Wireless Health 2012 talk on Smartphones, GPS, and location-based context

Fun times in San Diego at Wireless Health 2012.  We’ve really seen the field of wireless devices and sensors within the health field explode over the last few years in all directions: in the consumer market, research, clinical care, and public health.

To kick off, I showed a picture from 5 years ago of a researcher in my lab wearing something like 7 sensors all over — absolutely crazy, but cool in that we were able to collect all sorts of data on movement, location, and environmental exposure.  It motivated the questions of my talk:

  • Do all these sensors need to be “wearable”?
  • Do all sensors need to be “automated”?
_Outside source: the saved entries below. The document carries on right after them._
PR #2028, opened 2026-01-17
Fix GXF VBI out-of-bounds panic in userdata.rs

THE-Amrit-mahto-05:

---

### Desciption

critical out-of-bounds panic when processing malformed GXF VBI data.

Previously, the code attempted to slice exactly 720 bytes from the stream, even if fewer bytes were available:
```rust
let vbi_data = &ustream.data[ustream.pos..ustream.pos + 720];
```
This caused the program to panic if the GXF packet was truncated, corrupted, or attacker-crafted. The check for udatalen < 720 only logged a message but did not prevent execution.

### Fix
- Return early (Ok(1)) when insufficient data (<720 bytes) is detected.
- This prevents out-of-bounds panics and allows the decoder to continue processing subsequent packets.
- Existing functionality for valid packets is unchanged.

We could consider returning a specific error variant instead of Ok(1) to indicate that the packet is malformed. This would allow higher level code to handle malformed packets explicitly (e.g., loging, skipping, or applying custom processing). The current approach is safe and ensures decoder stability.

### DIFF
--- a/src/rust/src/es/userdata.rs
+++ b/src/rust/src/es/userdata.rs
@@ -532,6 +532,7 @@ pub unsafe fn user_data(
 
         if udatalen < 720 {
             info!("MPEG:VBI: Minimum 720 bytes in luma line required");
+            return Ok(1); // Early return - not enough data
         }
 
         let vbi_data = &ustream.data[ustream.pos..ustream.pos + 720];


cfsmp3:

Issue #495, opened 2023-12-21
Theme exporting: improve tags interface


creativecoder:
When exporting a theme, the theme tags section inherits whatever tags are being used in the base theme.

<img width="1057" alt="image" src="https://github.com/WordPress/create-block-theme/assets/1699996/963d617a-205c-4cee-82f4-b838605f5da9">

These could use some improvements, for starters

- A "Deselect all" option, so you can easily remove the base theme tags
- A better description that tells these are important/useful

matiasbenedetto:
This issue references a deprecated UI, so I'm closing this issue as not planned.

PR #630, opened 2024-05-12
Improve tags UI

t-hamano:
Inspired by #495

This PR replaces the tag's input UI from a text field to a `FormTokenField` component.

https://github.com/WordPress/create-block-theme/assets/54422211/5fd13b2b-2162-490c-9e4d-3500f3af4467

I believe this UI will have the following benefits:

- Tags have a background color, improving visibility
- In addition to commas, you can use the enter key to complete tag entry.
- Can prevent registration of duplicate tags

Also, this PR is intended to change only the UI, so there are no internal changes. If this PR is considered the first step in improving the UI, I think the ideal UI logic is as follows:

- Show theme tag _label_ instead of theme tag _slug_
- Sort the existing tag list into theme tags and custom tags and separate input fields.
- Regarding theme tags, those that are equal to the array obtained from the `get_theme_feature_list()` function are displayed as candidates, and tags that are not included in that array are not allowed.

Below is a mockup suggestion.

image

## Testing Instructions

- In the trunk branch, register some tags.
- If you switch to this branch, your tags should remain fine.
- Verify that entering and saving tags work correctly in this branch.

### DIFF
--- a/src/editor-sidebar/metadata-editor-modal.js
+++ b/src/editor-sidebar/metadata-editor-modal.js
@@ -189,6 +189,16 @@ export const ThemeMetadataEditorModal = ( { onRequestClose } ) => {
 					}
 					onChange={ onChangeTags }
 				/>
+				<ExternalLink
+					href="https://make.wordpress.org/themes/handbook/review/required/theme-tags/"
+					style={ {
+						fontSize: '12px',
+						marginTop: '-20px',
+						marginBottom: '1rem',
+					} }
+				>
+					{ __( 'Read more.', 'create-block-theme' ) }
+				</ExternalLink>
 				<TextareaControl
 					label={ __( 'Recommended Plugins', 'create-block-theme' ) }
 					help={
--- a/src/editor-sidebar/metadata-editor-modal.js
+++ b/src/editor-sidebar/metadata-editor-modal.js
@@ -191,16 +191,19 @@ export const ThemeMetadataEditorModal = ( { onRequestClose } ) => {
 					}
 					onChange={ onChangeTags }
 				/>
-				<ExternalLink
-					href="https://make.wordpress.org/themes/handbook/review/required/theme-tags/"
+				<HStack
 					style={ {
-						fontSize: '12px',
 						marginTop: '-20px',
 						marginBottom: '1rem',
 					} }
 				>
-					{ __( 'Read more.', 'create-block-theme' ) }
-				</ExternalLink>
+					<ExternalLink
+						href="https://make.wordpress.org/themes/handbook/review/required/theme-tags/"
+						style={ { fontSize: '12px' } }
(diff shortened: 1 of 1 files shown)


pbking:
A great improvement!

Could we use the opportunity to point to more details about the tags?

https://make.wordpress.org/themes/handbook/review/required/theme-tags/

I tried something like the below (so that the style would match the Plugins bit below it) but I'm not sure that's the best way to do that. :? 

```
<ExternalLink href="https://make.wordpress.org/themes/handbook/review/required/theme-tags/" style={{fontSize:'12px', marginTop:'-20px'}}>
	{ __( 'Read more.', 'create-block-theme' ) }
</ExternalLink>
```

src/editor-sidebar/metadata-editor-modal.js
```diff
@@ -177,16 +182,12 @@ export const ThemeMetadataEditorModal = ( { onRequestClose } ) => {
...
-						setTheme( { ...theme, tags_custom: value } )
+					value={
+						theme.tags_custom ? theme.tags_custom.split( ', ' ) : []
 					}
-					placeholder={ __(
-						'A comma-separated collection of tags',
-						'create-block-theme'
-					) }
+					onChange={ onChangeTags }
 				/>
```
vcanales, line 193: I agree with @pbking in that we should include a link to the available tags documentation. The `FormTokenField` component unfortunately doesn't have a `help` prop like the other components used here, but we can add the link regardless:


```js
<>
	<FormTokenField
		label={ __( 'Theme tags', 'create-block-theme' ) }
		value={
			theme.tags_custom
				? theme.tags_custom.split( ', ' )
				: []
		}
		onChange={ onChangeTags }
	/>
	<ExternalLink
		href="https://make.wordpress.org/themes/handbook/review/required/theme-tags/"
		style={ {
			fontSize: '12px',
			marginTop: '-20px',
			marginBottom: '1rem',
		} }
	>
		{ __( 'Read more.', 'create-block-theme' ) }
	</ExternalLink>
</>
```

I've tried a bottom margin on the external link as well, in order to more or less match the spacing between the link and the next header in the other sections.

image

pbking: Thanks @vcanales.

I pulled in the changes you suggested.

pbking (approved):
This is a very good, simple change.  With the added link to tags info I think this is ready to bring in.

t-hamano:
I was also just working on updating this PR. I think we need to further align the focus outline to the text.

image

t-hamano:
How about this?

image

pbking:
👍 

Good change I like it.

🚢

vcanales (approved):
Looks good. @t-hamano feel free to merge when you're ready.

PR #634, opened 2024-05-14
Don't Clobber Metadata

pbking:
When saving metadata to style.css a number of default values are written without considering the existing values.

This change keeps those values, copying them from the old style.css file to what is generated.

Specifically:

Copyright information
License/License URI
WordPress minimum version

This also fixes a bug where the VERSION was being wiped when updating metadata.

To Test:
Activate a theme that has things that could be changed. (Ames is a good theme to test with, it has all of the above)
Using CBT 'Edit Theme Metadata' and 'Update' without changing anything.

Note how the style.css changed.  ONLY the "Tested up to" value should be different.

### DIFF
--- a/admin/create-theme/theme-styles.php
+++ b/admin/create-theme/theme-styles.php
@@ -21,11 +21,19 @@ class CBT_Theme_Styles {
 		$requires_php  = $current_theme->get( 'RequiresPHP' );
 		$template      = $current_theme->get( 'Template' );
 		$text_domain   = $theme['slug'];
+		$license       = 'GNU General Public License v2 or later';
+		$license_uri   = 'http://www.gnu.org/licenses/gpl-2.0.html';
+		$tags          = CBT_Theme_Tags::theme_tags_list( $theme );
 
-		//TODO: These items don't seem to be available via ->get('License') calls
-		$license      = 'GNU General Public License v2 or later';
-		$license_uri  = 'http://www.gnu.org/licenses/gpl-2.0.html';
-		$tags         = CBT_Theme_Tags::theme_tags_list( $theme );
+		preg_match( '/License: (.+)/', $style_css, $matches );
+		if ( isset( $matches[1] ) ) {
+			$license = $matches[1];
+		}
+		preg_match( '/License URI: (.+)/', $style_css, $matches );
+		if ( isset( $matches[1] ) ) {
+			$license_uri = $matches[1];
+		}
+
 		$css_metadata = "/*
 Theme Name: {$name}
 Theme URI: {$uri}
--- a/admin/create-theme/theme-styles.php
+++ b/admin/create-theme/theme-styles.php
@@ -28,19 +28,19 @@ class CBT_Theme_Styles {
 		$wp_min        = $current_theme->get( 'RequiresWP' );
 		$version       = $theme['version'];
 		$requires_php  = $current_theme->get( 'RequiresPHP' );
-		$template      = $current_theme->get( 'Template' );
 		$text_domain   = $theme['slug'];
+		$template      = $current_theme->get( 'Template' ) ? "\n" . 'Template: ' . $current_theme->get( 'Template' ) : '';
 		$license       = $style_data['License'] ? $style_data['License'] : 'GNU General Public License v2 or later';
 		$license_uri   = $style_data['LicenseURI'] ? $style_data['LicenseURI'] : 'http://www.gnu.org/licenses/gpl-2.0.html';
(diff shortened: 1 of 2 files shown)


admin/create-theme/theme-styles.php
```diff
@@ -46,7 +60,8 @@ public static function update_style_css( $style_css, $theme ) {
 
 		$css_metadata .= "Text Domain: {$text_domain}
 Tags: {$tags}
-*/
+
+{$copyright}*/
```
t-hamano: How about wrapping this in an if statement? If no more than default metadata is present, a blank line is inserted before the comment's closing tag.

Below is an example for TT4.

image

admin/create-theme/theme-styles.php
```diff
@@ -17,22 +17,36 @@ public static function update_style_css( $style_css, $theme ) {
...
+		$copyright     = '';
+
+		preg_match( '/License: (.+)/', $style_css, $matches );
+		if ( isset( $matches[1] ) ) {
+			$license = $matches[1];
+		}
+		preg_match( '/License URI: (.+)/', $style_css, $matches );
+		if ( isset( $matches[1] ) ) {
+			$license_uri = $matches[1];
+		}
```
t-hamano: Wouldn't it be more accurate and simpler to use `get_file_data()`? The `WP_Theme` class also seems to use this function [internally](https://github.com/WordPress/wordpress-develop/blob/13d5244c43d65da5fd3ff7abd390fa36bb4a87b5/src/wp-includes/class-wp-theme.php#L348).

```php
$theme_data = get_file_data(
	get_stylesheet_directory() . '/style.css',
	array(
		'License' => 'License',
		'License URI' => 'License URI',
	)
);
```

admin/create-theme/theme-styles.php
```diff
@@ -46,7 +60,8 @@ public static function update_style_css( $style_css, $theme ) {
 
 		$css_metadata .= "Text Domain: {$text_domain}
 Tags: {$tags}
-*/
+
+{$copyright}*/
```
t-hamano: I think we can delete this blank line (The line after `{$copyright}*/`). Otherwise, a double newline will be inserted at the end of the file.

double-line

t-hamano:
By the way, I submitted a core ticket proposing to be able to also retrieve the `License` and `License URI` fields via `wp_get_theme()`: https://core.trac.wordpress.org/ticket/61227#ticket

admin/create-theme/theme-styles.php
pbking: Nice.  I didn't even know about get_file_data, so yeah.  That does look simpler. :)

admin/create-theme/theme-styles.php
pbking: Refactored slightly to ensure the blank lines here are as expected.

admin/create-theme/theme-styles.php
pbking: Refactored slightly to ensure the blank lines here are as expected.

admin/create-theme/theme-styles.php
```diff
@@ -17,39 +25,37 @@ public static function update_style_css( $style_css, $theme ) {
...
 		$author_uri    = $theme['author_uri'];
 		$wp_version    = get_bloginfo( 'version' );
+		$wp_min        = $current_theme->get( 'RequiresWP' );
 		$version       = $theme['version'];
 		$requires_php  = $current_theme->get( 'RequiresPHP' );
-		$template      = $current_theme->get( 'Template' );
 		$text_domain   = $theme['slug'];
+		$template      = $current_theme->get( 'Template' ) ? "\n" . 'Template: ' . $current_theme->get( 'Template' ) : '';
+		$license       = $style_data['License'] ? $style_data['License'] : 'GNU General Public License v2 or later';
+		$license_uri   = $style_data['LicenseURI'] ? $style_data['LicenseURI'] : 'http://www.gnu.org/licenses/gpl-2.0.html';
```
t-hamano, line 34:
```suggestion
		$license       = $style_data['License'] ?? 'GNU General Public License v2 or later';
		$license_uri   = $style_data['LicenseURI'] ?? 'http://www.gnu.org/licenses/gpl-2.0.html';
```

Nit

t-hamano (approved):
LGTM! I feel that the refactoring has made it easier to imagine the output results.

admin/create-theme/theme-styles.php
pbking: That was my first swing but doesn't work because `$style_data['License']` would be `""` if unset, which is not null, so that value (an empty string) is used rather than the backup string provided.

The talk was a good opportunity to demonstrate some of the recent work that Jenna is doing in China, along with EECS PhD student, Victor Shia using CalFit smartphones to comprehensively study obesity risk: continuous inobtrusive physical activity assessment using the smartphone’s accelerometry, diet assessment using phone videos, exposure to environmental stressors like air pollution and noise (e.g., our noise modeling work), locational context like overlaying GPS data on food environment (e.g., foodscoremap.com).

I finished by showing some results we’ve collected in China based on people’s self-report data using a Ecological Momentary Assessment (EMA)-like smartphone app on what makes for “Happy Meals”.